Ротмистр (Кузнецов, Леонов) - страница 28

Офицеры идут в тень деревьев, снимают со штабеля один из гробов, садятся на него. Гуляков, измотанный службой, чувствует подступающее раздражение: вместо того, чтобы скинуть грязные тряпки, помыться, побриться и, наконец, вытянуть гудящие от беготни с минами ноги, придется слушать живущего где-то на другой планете штабного франта с начищенными зубным порошком аксельбантами.

— А помнишь, после экзамена шампанское ночью на крыше казармы пили? Ты еще тогда нас на вдову променял, сбежал в самый разгар гулянки. Славно было, бесшабашно. Куда все подевалось? Ну, знали, что война — не прогулка. Но разве таким все виделось? Не говорю про балы, эполеты, шашкой по горлу бутылки шампанского и восторженных купчих штабелями — это заманиха для юнкеров. Но, Саша, чтоб вот такой бардак с самого верха до низа! Гнусность, тупость, трусость на фронте — дурной сон просто…

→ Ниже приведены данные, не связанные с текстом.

PR #20681, opened 2021-08-04
Closes #20679: revert allowaccessmodification proguard disabling.

### LINKED ISSUE #20679: Backout allowaccessmodification proguard change
_Originally filed as https://mozilla-hub.atlassian.net/browse/FXP-1267_

In https://github.com/mozilla-mobile/fenix/pull/10183 we had to disable the `-allowaccessmodification` optimization because it broken funcitonality or crashed the app. This bug was fixed in R8 2.1.28 ([tag](https://r8-review.googlesource.com/c/r8/+/51755)), which it says is standard with AS 4.1 – I believe R8 is bundled with the Android Gradle Plugin so I think this actually means that AS 4.1 will create new projects using the version of the Android Gradle plugin that comes with that version of R8.

We should upgrade to that version of R8 and use the built-in proguard file rather than using our own with the optimization disabled.

—

We can use this version of R8 early than the Android Gradle Plugin would support with this technique https://issuetracker.google.com/issues/157535162#comment4 but this may increase the R8 version by a lot all at once I'm not sure we want to do that.

mcomella:
We disabled the allowaccessmodification proguard option because it broke
functionality or crashed the app (I can't rememeber). As far as we know,
the R8 bug was fixed in the R8 bundled with the Android Gradle Plugin
v4.1. We're now on AGP v7.0.0-rc1 so we should be able to revert this
now.

This commit reverts the following commits:

Revert "Proguard/r8: Do not allow access modification."
This reverts commit 98bf27fdd45b579def3991c472e59b95ea3d3046.

Revert "Dump `proguard-android-optimize.txt` into local configuration for later modification"
This reverts commit 88fe3fbf8238a442bc3fe20f86d597405154f201.

### Pull Request checklist

1. click on Show All Checks,


badboy:
I _think_ running the release-like app was enough to cause a crash in the old configuration back then.
So that would be one way to check if this is now fixed indeed.

I won't get to it today, but can put that on my list for tomorrow.

mcomella:
> I _think_ running the release-like app was enough to cause a crash in the old configuration back then.
> So that would be one way to check if this is now fixed indeed.

I have done this and didn't see any crashes but you're welcome to independently verify. :)

badboy (approved):

badboy:
Nah, then we're good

— Ты всю пашню-то одной бороной не приглаживай, — устало отвечает Гуляков. — Давно бы в Ростове да Владимире шнапс рекой лился, кабы не мужики упертые, что не сдвинешь с позиций, да офицеры, которых и не знает никто. Вон ротмистр Врангель под Каушенами в рост с одной шашкой повел на укрепрайон князей да графьев сопливых. Первый раз мальчишки в деле были, только погоны получили! Их пинками никто не гнал, сами шли. Половина из них там осталась, но и врага потрепали. Или Деникинская Железная бригада в Галиции: у германцев после его атак головы поседели — те, что уцелели. Хотя и наших легло там миллион, считай. А если рыба с головы завоняла — так тебе виднее наверху. Да уж ты, небось, принюхался, и не воротит…

Устав от очень длинной для себя речи, Гуляков сует ладонь в разлохматившихся бинтах в карман кителя и, морщась от боли, достает портсигар.

— И не заходи издалека, Андрей, не люблю, знаешь ведь. Что хотел? Ты просто так ничего не делаешь, зачем меня позвал?

Калюжный придвигается ближе, предварительно прощупав на предмет щепы гробовые доски:

— Твоя правда Я не просто так в эту фронтовую дыру забрался — знал, что ты здесь. Предложение имею. Ты в облаках не витаешь на манер питерских чистоплюев, тверд рукой и хладен умом. Война проиграна, Саша, везде вакханалия, дай себе в этом отчет. Еще чуть — и все рухнет, железные бригады твои и стальные князья — это подпорки, толку чуть от них, если вся башня из дерьма…

— Короче.

— К разуму твоему обращаюсь. Пора о себе уже подумать. Хорошее Отечество тем и хорошо, что всем в нем живется благодатно. Ведь так?

Гуляков зашвыривает окурок в кусты:

— Отечество — не водка, плохим не бывает.